* _What the exercise asks_: All of the data below is to be printed again exactly.

* _The input_:
PR #28485, opened 2023-11-07
refactor(angular): popover controller uses correct core instance

thetaPC:
Issue number: internal

---------

We also noticed that the common provider does not provide much value and it's easier to just have two separate implementations in src and standalone. (There wasn't much code we could de-duplicate)

## What is the new behavior?

- Removed the common popover provider in favor of separate ones in src/standalone

- [ ] Yes
- [x] No

## Other information

I didn't add tests because there's already existing ones for popover controller.


packages/angular/test/base/src/app/lazy/providers/providers.component.ts
```diff
@@ -28,7 +28,7 @@ export class ProvidersComponent {
     alertCtrl: AlertController,
     loadingCtrl: LoadingController,
     private menuCtrl: MenuController,
-    pickerCtrl: PickerController,
+    private pickerCtrl: PickerController,
```
sean-perkins, line 31: This diff shouldn't be needed. `pickerCtrl` is not being accessed outside of the constructor.

sean-perkins (approved):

* _Written answer_:
PR #28485, opened 2023-11-07
refactor(angular): popover controller uses correct core instance

thetaPC:
Issue number: internal

---------

We also noticed that the common provider does not provide much value and it's easier to just have two separate implementations in src and standalone. (There wasn't much code we could de-duplicate)

## What is the new behavior?

- Removed the common popover provider in favor of separate ones in src/standalone

- [ ] Yes
- [x] No

## Other information

I didn't add tests because there's already existing ones for popover controller.


packages/angular/test/base/src/app/lazy/providers/providers.component.ts
```diff
@@ -28,7 +28,7 @@ export class ProvidersComponent {
     alertCtrl: AlertController,
     loadingCtrl: LoadingController,
     private menuCtrl: MenuController,
-    pickerCtrl: PickerController,
+    private pickerCtrl: PickerController,
```
sean-perkins, line 31: This diff shouldn't be needed. `pickerCtrl` is not being accessed outside of the constructor.

sean-perkins (approved):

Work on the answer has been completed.